* _TRY IT_:
Provide a character-exact reproduction of the lines from the line with "docs and examples." to the end of the entries.
SOURCE INFORMATION START
PR #192, opened 2019-07-12
fix: use published keycloak implementation

darahayes:
### Description

* Removes the majority of the business logic in the `voyager-keycloak` library.
* `voyager-keycloak` mostly just remaps things from `keycloak-connect-graphql` now
* There are a couple of hacks to ensure that the keycloak stuff will be included in both `context.auth` and `context.kauth`. The reason is that `voyager-server` wants `context.auth` to exist (idea is that we are not specific to keycloak on a top level) and `keycloak-connect-graphql` needs `context.kauth` to work properly so the hack there is to assingn the context Keycloak context objects on both `context.auth` and `context.kauth`

## TODO

@wtrocki we discovered that this `applyAuthMiddleware` function is really unsuitable for production now. I think we need to have a chat about that and figure out how to fix it properly. That might require lots of changes to docs and examples.

##### Checklist

- [ ] `npm test` passes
SOURCE INFORMATION END
* _RESULT_:
@wtrocki we discovered that this `applyAuthMiddleware` function is really unsuitable for production now. I think we need to have a chat about that and figure out how to fix it properly. That might require lots of changes to docs and examples.

##### Checklist

- [ ] `npm test` passes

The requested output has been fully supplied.